In Vienna, Café Landtmann is as much of a cultural institution as the more famous Café Frauenhuber, the oldest coffeehouse in town. It is located on the Ringstraße at the corner of Lowelstraße 22 in the Innere Stadt first district in Vienna, Austria. Owned by the Querfeld family for almost 150 years, the Café Landtmann has contributed its share of sweet temptations to the pastries that Vienna is so famous for and this capital’s coffee culture. Their clientèle is a wonderful blend of artists and politicians; students and businessmen, local retirees and international travelers. The café’s pastry specialties include Apfelstrudel (apple strudel) and Maroni Blüte (i.i. bloom of chestnuts). But the kitchen can also turn out an outstanding wiener schnitzel, a luscious breaded veal dish, or a very Hungarian-tasting goulash.
The Peninsula Hotel in Hong Kong is still considered as “The Grand Dame of East Asia” offering the utmost in elegance and hospitality since the hotel's opening in 1928. One of the many restaurants in this storied property has been Gaddis and we still think of it as “the best French restaurant East of the Suez” to quote an international traveler of the 1930s. Eating in the opulent dining room amongst the elegant international clientèle is quite an experience and the dishes of the kitchen of young chef Albin Gobil, especially the tasting menu, are exceptional. The Michelin-star awarded is indeed well deserved.

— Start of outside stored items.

PR #5870, opened 2026-03-05
fix: return error on deleteResource errors

hairyhum:
Returning error here will allow UI to render error message instead of ignoring it silently.
Also making the behaviour more consistent with fixes in https://github.com/akuity/kargo/pull/5641

### DIFF
--- a/pkg/server/delete_resource_v1alpha1.go
+++ b/pkg/server/delete_resource_v1alpha1.go
@@ -2,6 +2,7 @@ package server
 
 import (
 	"context"
+	"errors"
 	"fmt"
 	"io"
 	"net/http"
@@ -27,7 +28,11 @@ func (s *server) DeleteResource(
 	res := make([]*svcv1alpha1.DeleteResourceResult, 0, len(resources))
 	for _, r := range resources {
 		resource := r // Avoid implicit memory aliasing
-		res = append(res, s.deleteResourceProto(ctx, &resource))
+		deleteResult := s.deleteResourceProto(ctx, &resource)
+		if deleteResult.GetError() != "" && len(resources) == 1 {
+			return nil, errors.New(deleteResult.GetError())
+		}
+		res = append(res, deleteResult)
 	}
 	return &connect.Response[svcv1alpha1.DeleteResourceResponse]{
 		Msg: &svcv1alpha1.DeleteResourceResponse{


krancour:
There is definitely an inconsistency here with how all the other bulk resource create/update/delete endpoints work, but I think the thing that would stop masking errors on deletes of a single resource (which is definitely a bug, and I think, the main case the UI cares about), and improve consistency with the other endpoints at the same time would be something like this:

```
func (s *server) DeleteResource(
	ctx context.Context,
	req *connect.Request[svcv1alpha1.DeleteResourceRequest],
) (*connect.Response[svcv1alpha1.DeleteResourceResponse], error) {
	projects, otherResources, err := splitYAML(req.Msg.GetManifest())
	if err != nil {
		return nil, connect.NewError(connect.CodeInvalidArgument, fmt.Errorf("parse manifest: %w", err))
	}
	resources := append(otherResources, projects...)
	results := make([]*svcv1alpha1.DeleteResourceResult, 0, len(resources))
	for _, r := range resources {
		resource := r // Avoid implicit memory aliasing
		res := s.deleteResourceProto(ctx, &resource)
		// This conditional is what the other endpoints have that this
		// one was mistakenly missing.
		if res.GetError() != "" && len(resources) == 1 {
			return nil, errors.New(res.GetError())
		}
		results = append(results, res)
	}
	return &connect.Response[svcv1alpha1.DeleteResourceResponse]{
		Msg: &svcv1alpha1.DeleteResourceResponse{
			Results: results,
		},
	}, nil
}
```

hairyhum:
@krancour I'm not sure why would we want to preserve `deleteResourceProto` function as it is (inconsistent with updateResources). I can't find any other place this function would be used. Is there something I miss?

Functionally the difference between the PR proposal and your comment proposal is that we fail early. I can change the PR to fail early if you want.

krancour:
I'm going from memory here. `deleteResourceProto()` remains temporarily (until we kill of the whole grpc API), because using its replacement, which is used by the REST API, would have required some extra looping afterwards to create the convert the results to the endpoint's expected return type.

So I agree what I proposed isn't 100% consistent with the implementation of create/update resource endpoints in either API and not even consistent with the delete resource endpoint in the rest API, although it's close. What I was aiming for was to make it _behaviorally_ consistent with all of those:

1. If dealing with only one resource and there's an error, just return the error.
2. If dealing with multiple resources handle mixed successes/failure by returning a list of results that individually indicate success or failure.

Isn't it only no.1 that was mistakenly not happening before and is the only thing that really needs fixing? Or have I misunderstood?

krancour (approved):

krancour:
@hairyhum did you want this backported to 1.9?

pkg/server/delete_resource_v1alpha1.go
```diff
@@ -27,6 +28,10 @@ func (s *server) DeleteResource(
 	res := make([]*svcv1alpha1.DeleteResourceResult, 0, len(resources))
 	for _, r := range resources {
 		resource := r // Avoid implicit memory aliasing
+		deleteResult := s.deleteResourceProto(ctx, &resource)
+		if deleteResult.GetError() != "" && len(resources) == 1 {
```
EronWright, line 32: Is it intentional that `deleteResourceProto` is called twice when `len(resources)` != one?

EronWright (changes requested):

PR #5874, opened 2026-03-06
feat: add "my projects" filter

### LINKED ISSUE #5707: Multi-tenancy/UX Projects dashboard improvement
# Checklist

# Proposed Feature
From the perspective of hosting Kargo for multiple tenants, it would be useful to have the ability to restrict access to projects that a user is not assigned to.

# Motivation
Currently, whenever any user opens the Kargo UI, the main projects dashboard is populated with a list of all projects Kargo hosts, even if namespace level RBAC restricts user access to those projects. As they are unusable for the user, this creates unnecessary noise. It can be an issue if administrators want to restrict visibility of projects that are of no concern to the users; furthermore, from a user experience point of view, it is overwhelming to handle loads of data presented to them without any reason.

# My Story
After setting up promotion access for specific OIDC roles, I noticed that my test user has no projects on the main dashboard. Then, after entering the rabbit hole of #4082 and #3977, I ended up with a few setups, each of which has different issues.

The first is a global kargo-user service account. That is the solution I decided to use for now for default cluster-wide permissions for all users. It allows the user to get, watch, and list all projects, namespaces, and other cluster-level Kargo resources. This solution renders the main projects dashboard properly, but shows all projects in the cluster, which, as described earlier, is not necessarily desired. The next issue is that when project-level access is managed based on more granular OIDC roles, whenever a user clicks on a project that appears on the dashboard (implying the user can interact with it), the UI shows an empty dashboard and returns permission errors.
https://github.com/user-attachments/assets/f9bec55b-93a5-4d7a-8f43-d248704f7e38

The second is adding separate service accounts for Kargo to handle cluster-level permissions. That possibility is supported even by the Kargo Helm chart via `globalServiceAccounts.namespaces`, where it is possible to include service accounts with their cluster roles and cluster role bindings so Kargo can interpret permissions of users based on their OIDC claims. This gave me hope, but the issue here has two separate sources. One is that Kubernetes RBAC allows the list verb only on all resources of a kind; restricting access to projects and namespaces in a `ClusterRole` based on the `resourceNames` field is only possible for the get and watch verbs. This leaves the same level of permissions to list all projects and namespaces. The other thing is that the Kargo projects dashboard uses listing projects to render the view; whenever this permission is missing, the dashboard fails to render and throws errors. Also, without get permission, it fails to populate status fields which are also visible.

Here project had to be entered by putting its path into URL because otherwise it's not visible in projects dashboards:
https://github.com/user-attachments/assets/7e5e8966-c944-4efa-912a-88c98a907f72

# Proposed Solution
To maintain a 1:1 permission mapping between Kargo and Kubernetes RBAC, the issue should be addressed by the Kargo backend, which would have to return list of projects that the user has `get` permission to, whenever the UI requests a list of projects. Instead of directly listing all projects in cluster.

I am open for better ideas to tackle this issue, even if my proposed solution won't be accepted, the issue itself remains.

krancour:
Fixes #5707

**_First and foremost, this is not a security feature._**

Kargo relies on pure Kubernetes RBAC. Kubernetes RBAC has no way to say anything as complex as, "You can list this type of resource, but only certain ones." List is an all or nothing proposition.

As ever, if you can list Projects, you can list them all.

This is a _usability_ feature. What it delivers is a "My Projects" filter which can be enabled or disabled at will. It is enabled by default.

What makes a Project qualify as "mine?" It's "mine" if I've been explicitly mapped (via OIDC claims) to one or more ServiceAccounts in the Project's underlying namespace. i.e. If I've _explicitly_ been given permissions within this _specific_ Project.

Here's what _does not_ qualify as "my projects": Projects that one can access due to _broader, system-level permissions_. If, for instance, I were mapped to the `kargo-admin` ServiceAccount in Kargo's own namespace, I would have very broad permissions across all Projects, but this alone would not qualify those projects as "mine."

Remember the filter is enabled by default. So if you're a `kargo-admin` with broad access, but weren't explicitly given access to specific Projects _individually_, you will log in and see _no projects_. Disable the filter. (One click in the upper right of the Project list view.)

https://github.com/user-attachments/assets/7dba75fa-e4e6-4fbf-9ab1-9bc81936fb9c

### DIFF
--- a/ui/src/features/project/list/projects-list.tsx
+++ b/ui/src/features/project/list/projects-list.tsx
@@ -1,7 +1,7 @@
 import { useQuery } from '@connectrpc/connect-query';
 import { faStar, faUser } from '@fortawesome/free-solid-svg-icons';
 import { FontAwesomeIcon } from '@fortawesome/react-fontawesome';
-import { Button, Empty, Flex, Pagination } from 'antd';
+import { Button, Empty, Flex, Pagination, Space } from 'antd';
 import { useEffect, useState } from 'react';
 
 import { LoadingState } from '@ui/features/common';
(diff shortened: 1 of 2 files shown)


krancour:
@rpelczar I won't merge this without your approval because I really don't know if the UI changes are sensible or not. Code wise, I think they're probably ok, but I'm less certain about visual style.

krancour:
@rpelczar I saw you improved this quite a bit. Thank you. Please feel free to merge yourself whenever you have it in a state you're happy with.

Periyali, in Manhattan, that has now a Michelin recommendation, has been one of the many Greek eateries that dot New York City, but its classic Greek cuisine is, in our opinion, second to none. I’ve been eating there since it opened in the early ‘80s; it was very near our studio and production facility on 21st Street. Through the years, the kitchen had its ups and downs but at a recent visit it offered solid Greek specialties; they also really know how to cook fish... the broiled lavraki i.e. bronzino we had was perfectly moist and smoky, just like the one I had during my last visit to Athens, at the Michelin-starred Varoulko.

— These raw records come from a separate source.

PR #5893, opened 2026-03-10
feat: add github-verified-push promotion step

### LINKED ISSUE #5732: Support commit signing for GitHub Apps

EronWright:
## Summary

Adds a new `github-verified-push` promotion step that pushes commits to GitHub via the REST API, producing "Verified" commits when authenticating with a GitHub App. This is a drop-in replacement for `git-push` when branch protection rules require verified signatures.

Closes #5732

Supersedes #5840 with a simplified trust model.

### Trust model

- **App-authored commits receive the Verified badge** — when a commit's author and committer match the configured app identity (and optionally pass GPG fingerprint verification), both Author and Committer are omitted from the API call, allowing the GitHub App to sign the commit
- **Non-app commits preserve original authorship** — the original author is preserved on the replayed commit, and the configured app identity is set as the committer (mirroring `git rebase` semantics). These commits do not receive the Verified badge
- **Optional `author` config** — configure the app identity (`name`, `email`, optional `signingKey`) on the push step. When `signingKey` is provided, commit GPG signatures are verified by fingerprint match. Bad or revoked signatures cause a terminal error

### Features

- Replays commits via the GitHub REST API with automatic "Verified" badge for app-authored commits
- `pullPolicy` field: `Merge` (default), `Rebase`, or `FFOnly` for reconciling with remote branch
- `generateTargetBranch` for PR workflows
- `force` push support for diverged branches
- Retry logic for concurrent promotions targeting the same branch — on 422 (ref update conflict), reconciles and retries
- Merge conflicts are detected as terminal errors (no retries)
- `maxAttempts` config to limit retry attempts (default: 10 for Merge/Rebase, 1 for FFOnly)
- GPG signature verification: bad ("B") and revoked ("R") signatures cause terminal errors regardless of whether a signing key is configured
- Comprehensive unit tests

### Bug fix: `IsRebasing()` in linked worktrees

Fixed a pre-existing bug in `IsRebasing()` where `git rev-parse --git-path rebase-merge` returns an absolute path in linked worktrees (as used by Kargo in containers), but the code unconditionally joined it with `w.dir`, producing an invalid path. This caused merge conflicts to never be detected as terminal errors in both `git-push` (on `main`) and `github-verified-push`.

## Test plan

- [x] Unit tests pass (`go test ./pkg/promotion/runner/builtin/ -run githubVerifiedPusher`)
- [x] Lint passes (`make lint-go`)
- [x] Manual test: unsigned app-authored commit → Verified, author = GitHub App ([454b3cc](https://github.com/EronWright/kargo-demo/commit/454b3cc70b9a2481abe3b6efb71fd1ce13d96446))
- [x] Manual test: unsigned external author → not Verified, author = "External Contributor", committer = "Kargo" ([606a66f](https://github.com/EronWright/kargo-demo/commit/606a66fcce77645a785e3d6695bfa3381de00ad5))
- [x] Manual test: GPG-signed app-authored commit (fingerprint match) → Verified ([9d33cb5](https://github.com/EronWright/kargo-demo/commit/9d33cb5e94864caf41d19f035594439ae2dd2cfb))
- [x] Manual test: GPG-signed external author (fingerprint mismatch) → not Verified, author preserved ([96bfe19](https://github.com/EronWright/kargo-demo/commit/96bfe195144ec942afcbafa95f5dcba80703671d))
- [x] Manual test: force push with real divergence — divergent content overwritten
- [x] Manual test: merge conflict during rebase — terminal error, no retries

### DIFF
--- a/pkg/promotion/runner/builtin/github_verified_pusher.go
+++ b/pkg/promotion/runner/builtin/github_verified_pusher.go
@@ -902,18 +902,22 @@ func (g *githubVerifiedPusher) replayCommits(
 			Message: &message,
 			Tree:    &github.Tree{SHA: rc.Commit.Tree.SHA},
 			Parents: parents,
+			Author:  rc.Commit.Author,
+			Committer: &github.CommitAuthor{
+				Name:  &appName,
+				Email: &appEmail,
+			},
 		}
 
-		// Determine whether this is an app-authored commit.
+		// When the commit is app-authored, clear Author and Committer
+		// so the authenticated identity (GitHub App) is used for both
+		// and the commit receives the "Verified" badge.
 		appAuthored := g.isAppAuthored(
 			rc, appName, appEmail, appFingerprint, commitSigs,
 		)
-		if !appAuthored {
-			// Preserve original author. The commit will not receive
-			// GitHub's "Verified" badge. Committer is always left nil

And, of course there are Azurmendi, Larrabetzu, Spain; Combal-dot-Zero, Torino, Italy; Hotel Maria Cristina, San Sebasti’n, Spain; Jockey Hollow Bar & Kitchen, Morristown, NJ, and Serenade, Chatham, NJ; Villa Corinthia in Malta; Pandeli Locandasi, Istanbul, Turkey; Restaurant Bridges at Sofitel Legend the Grand, Amsterdam, and gastronomic restaurant Dani García; about which we have written in the last few years.
All are excellent eateries that we love and highly recommend.